PR #3975, opened 2026-02-17
fix: Use intended executor for workflow validation in 'dryrun/touch' modes

### LINKED ISSUE #3973: The `--dry-run` flag validates workflow against `dryrun` executor instead of intended executor
**Snakemake version**
Snakemake version v9.16.3

**Describe the bug**
I searched the open issues but couldn't find anything that matched the bug I'm experiencing.

I'm opening this issue after some investigation into the source of [another issue](https://github.com/htcondor/snakemake-executor-plugin-htcondor/issues/17) reported for the HTCondor Snakemake Executor I've been working on.

The issue is that Snakemake is incorrectly rejecting a workflow when run with `--dry-run` even though the executor supports the configuration.

This command successfully executes the workflow as intended:
```
snakemake --jobs 10 --executor htcondor --htcondor-jobdir logs --shared-fs-usage none --verbose
```

but invoking the command in `--dry-run` mode produces an error:
```
snakemake --dry-run --jobs 10 --executor htcondor --htcondor-jobdir logs --shared-fs-usage non
e --verbose
  File "/home/jhiemstra/snakemake-executor-dev/snakemake/src/snakemake/cli.py", line 2194, in args_to_api
    dag_api.execute_workflow(
  File "/home/jhiemstra/snakemake-executor-dev/snakemake/src/snakemake/api.py", line 535, in execute_workflow
    raise ApiError(
snakemake_interface_common.exceptions.ApiError: If no shared filesystem is assumed for input and output files, a default storage provider (--default-storage-provider) and default storage prefix (--default-storage-prefix) has to be set. See https://snakemake.github.io/snakemake-plugin-catalog for possible storage provider plugins.

Error: If no shared filesystem is assumed for input and output files, a default storage provider (--default-storage-provider) and default storage prefix (--default-storage-prefix) has to be set. See https://snakemake.github.io/snakemake-plugin-catalog for possible storage provider plugins.
```

In particular, the HTCondor executor sets `executor_plugin.common_settings.can_transfer_local_files` to `True`, indicating that the executor can transfer files to the remote execution point as needed on Snakemake's behalf. This was added to let similar executors run without a shared filesystem without declaring a default storage provider/prefix.

However, [this check](https://github.com/snakemake/snakemake/blob/f08fae8b13816e6b57b97ccf71e014fa0259f9f4/src/snakemake/api.py#L533) is failing with the HTCondor executor when run in `--dry-run` mode despite that setting.

It looks like the underlying problem is that `cli.py`'s `args_to_api()` [unconditionally overwrites the configured executor](https://github.com/snakemake/snakemake/blob/f08fae8b13816e6b57b97ccf71e014fa0259f9f4/src/snakemake/cli.py#L1950-L1951) when `--dry-run` is used, meaning `DAGApi.execute_workflow()` validates against the dryrun executor's `CommonSettings` rather than the intended executor's. The `touch` executor has the same issue.

If I'm reading through the code correctly, this affects any executor capability expressed through `CommonSettings` that differs between the intended executor and the `dryrun`/`touch` stand in.

I'm currently working on a fix for this that validates against the intended executor but can against the `dryrun` executor, but with the added stress of maintaining open source software in the age of AI, I wanted to give a heads up that a human is behind this.

jhiemstrawisc:
# Description
Previously, the `--dry-run` option was failing with the HTCondor executor when running with `--shared-fs-usage none` and no default storage provider, despite this being supported by the executor. See https://github.com/htcondor/snakemake-executor-plugin-htcondor/issues/17

It turned out the problem was that the 'CommonSettings' used for argument validation in dryrun mode belonged to the dryrun executor, not the condor executor, causing validation to fail.

This diff splits these two concepts -- one executor may be used for validation while the other is used for actual execution. In the aforementioned case, the condor executor is used for validation while the dryrun executor is used to generate the expected output from running with that flag.

# Evidence of Intended Behavior Change
Here is the error message before the diff:
```
$ snakemake --jobs 10 --executor htcondor --htcondor-jobdir logs --shared-fs-usage none --verbose --dry-run
  File "/home/jhiemstra/snakemake-executor-dev/snakemake/src/snakemake/cli.py", line 2194, in args_to_api
    dag_api.execute_workflow(
  File "/home/jhiemstra/snakemake-executor-dev/snakemake/src/snakemake/api.py", line 535, in execute_workflow
    raise ApiError(
snakemake_interface_common.exceptions.ApiError: If no shared filesystem is assumed for input and output files, a default storage provider (--default-storage-provider) and default storage prefix (--default-storage-prefix) has to be set. See https://snakemake.github.io/snakemake-plugin-catalog for possible storage provider plugins.

Error: If no shared filesystem is assumed for input and output files, a default storage provider (--default-storage-provider) and default storage prefix (--default-storage-prefix) has to be set. See https://snakemake.github.io/snakemake-plugin-catalog for possible storage provider plugins.
```

And here is the successful invocation after the diff is applied:
```
$ snakemake --jobs 10 --executor htcondor --htcondor-jobdir logs --shared-fs-usage none --verbose --dry-run
host: ap2002
Building DAG of jobs...
Need to rerun job make_report because of missing output required by all.
Need to rerun job qc_quality_check because of missing output required by all.
Need to rerun job qc_validation_validate_format because of missing output required by all.
Need to rerun job grouped_step3 because of missing output required by all.
Need to rerun job parallel_aggregate because of missing output required by all.
Need to rerun job process_data because of missing output required by make_report.
Need to rerun job all because job make_report has to be rerun.
Need to rerun job qc_validation_validate_format because job qc_quality_check has to be rerun.
Need to rerun job all because job qc_quality_check has to be rerun.
Need to rerun job all because job qc_validation_validate_format has to be rerun.
Need to rerun job grouped_step2 because of missing output required by grouped_step3.
Need to rerun job all because job grouped_step3 has to be rerun.
Need to rerun job parallel_worker_a because of missing output required by parallel_aggregate.
Need to rerun job parallel_worker_b because of missing output required by parallel_aggregate.
Need to rerun job parallel_worker_c because of missing output required by parallel_aggregate.
Need to rerun job all because job parallel_aggregate has to be rerun.
<rest of output truncated for brevity>
```

**Disclosure**: I used generative AI while developing/debugging this patch, but I take responsibility for the code. I've tried to make sure the entire diff is sound and solves my problem without being too short sighted or adding regressions of my own.

### QC

* [ X] The PR contains a test case for the changes or the changes are already covered by an existing test case.
* [ X] The documentation (`docs/`) is updated to reflect the changes or this is not necessary (e.g. if the change does neither modify the language nor the behavior or functionalities of Snakemake).

## Summary by CodeRabbit

* **New Features**
  * Dry-run and touch now support a separate execution override, decoupled from validation to avoid mismatched behavior.
  * Execution-mode scheduler activation now follows the selected execution mode.
  * CLI now derives the proper execution override for dry-run/touch while keeping the chosen executor for validation.

* **Bug Fixes**
  * Refined cores/jobs defaults for dry-run/touch (cores forced to 1) and ensured consistent validation rules when executors differ.

* **Tests**
  * Added regression tests covering validation/execution swap scenarios and rejection of invalid dry-run/touch overrides, plus a new Snakefile.

Closes #3973


jhiemstrawisc:
I see the tests are failing because they don't have access to the htcondor executor. I'll work to make them more generic in the coming day(s).

jhiemstrawisc:
@cademirch, I think this is ready for a preliminary review, at your convenience. Although two steps in the CI are still failing, I don't see how my changes could have caused them. Thoughts?

lukavom:
This would solve #4034

src/snakemake/api.py
```diff
@@ -464,6 +464,7 @@ def __post_init__(self):
     def execute_workflow(
         self,
         executor: str = "local",
+        execution_executor: Optional[str] = None,
```
johanneskoester: I wonder a bit about the naming. What about

```suggestion
        pseudo_executor: Optional[str] = None,
```
instead?

johanneskoester: And allowing it to only take the value None, dryrun or touch?

jhiemstrawisc: Addressed in my latest commits.

jhiemstrawisc:
@johanneskoester, apologies for the long delay getting back to this, but it should be ready for another review now.

src/snakemake/api.py
```diff
@@ -509,6 +524,14 @@ def execute_workflow(
                 "immediate_submit has to be combined with notemp (it does not support temp file handling)"
             )
 
+        # Resolve the executor used for actual (non-)execution. A pseudo-executor
+        # ("dryrun"/"touch") overrides the intended executor; otherwise execution
+        # uses the intended executor itself. Falling back to 'executor' ensures
+        # that direct API calls using executor="dryrun" or executor="touch"
+        # (without a pseudo_executor) still trigger the greedy-scheduler
+        # optimisation below.
+        execution_executor = pseudo_executor or executor
```
johanneskoester:
```suggestion
        actual_executor = pseudo_executor or executor
```

src/snakemake/api.py
```diff
@@ -600,6 +623,14 @@ def execute_workflow(
             if execution_settings.debug:
                 raise ApiError("debug mode cannot be used with non-local execution")
 
+        # Note: use_threads is derived from the validation executor's
+        # CommonSettings (executor_plugin), not from the execution executor
+        # (run_executor_plugin, resolved later below). When executor is a
+        # remote plugin (local_exec=False) but execution_executor is "dryrun"
```
johanneskoester:
```suggestion
        # remote plugin (local_exec=False) but actual_executor is "dryrun"
```

src/snakemake/api.py
```diff
@@ -612,8 +643,7 @@ def execute_workflow(
             greedy_scheduler_settings = GreedySchedulerSettings()
 
         if (
-            executor == "touch"
-            or executor == "dryrun"
+            execution_executor in ("touch", "dryrun")
```
johanneskoester:
```suggestion
            actual_executor in ("touch", "dryrun")
```

src/snakemake/api.py
```diff
@@ -642,9 +672,23 @@ def execute_workflow(
         workflow.remote_execution_settings = remote_execution_settings
         workflow.scheduling_settings = scheduling_settings
         workflow.group_settings = group_settings
+        # If the execution executor differs from the validation executor (e.g.
+        # the caller passed executor="htcondor" + pseudo_executor="dryrun"),
+        # swap to the execution plugin for actual execution. All validation
+        # above was performed against the intended executor so that dry-run
+        # and touch accurately reflect the real execution environment.
+        if execution_executor != executor:
```
johanneskoester:
```suggestion
        if actual_executor != executor:
```

src/snakemake/api.py
```diff
@@ -642,9 +672,23 @@ def execute_workflow(
...
+            run_executor_plugin = executor_plugin_registry.get_plugin(
+                execution_executor
```
johanneskoester:
```suggestion
                actual_executor
```

src/snakemake/api.py
```diff
@@ -600,6 +623,14 @@ def execute_workflow(
             if execution_settings.debug:
                 raise ApiError("debug mode cannot be used with non-local execution")
 
+        # Note: use_threads is derived from the validation executor's
+        # CommonSettings (executor_plugin), not from the execution executor
```
johanneskoester:
```suggestion
        # CommonSettings (executor_plugin), not from the actual executor
```

johanneskoester (approved):

johanneskoester (approved):

johanneskoester:
Thank you so much!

• **WHAT IS BEING ASKED**: Copy every line of the data that carries the word "from".

• **COMPLETED EXERCISE**:
This diff splits these two concepts -- one executor may be used for validation while the other is used for actual execution. In the aforementioned case, the condor executor is used for validation while the dryrun executor is used to generate the expected output from running with that flag.
  * Dry-run and touch now support a separate execution override, decoupled from validation to avoid mismatched behavior.
+        # Note: use_threads is derived from the validation executor's
+        # CommonSettings (executor_plugin), not from the execution executor
+        # If the execution executor differs from the validation executor (e.g.
+        # Note: use_threads is derived from the validation executor's
+        # CommonSettings (executor_plugin), not from the execution executor
        # CommonSettings (executor_plugin), not from the actual executor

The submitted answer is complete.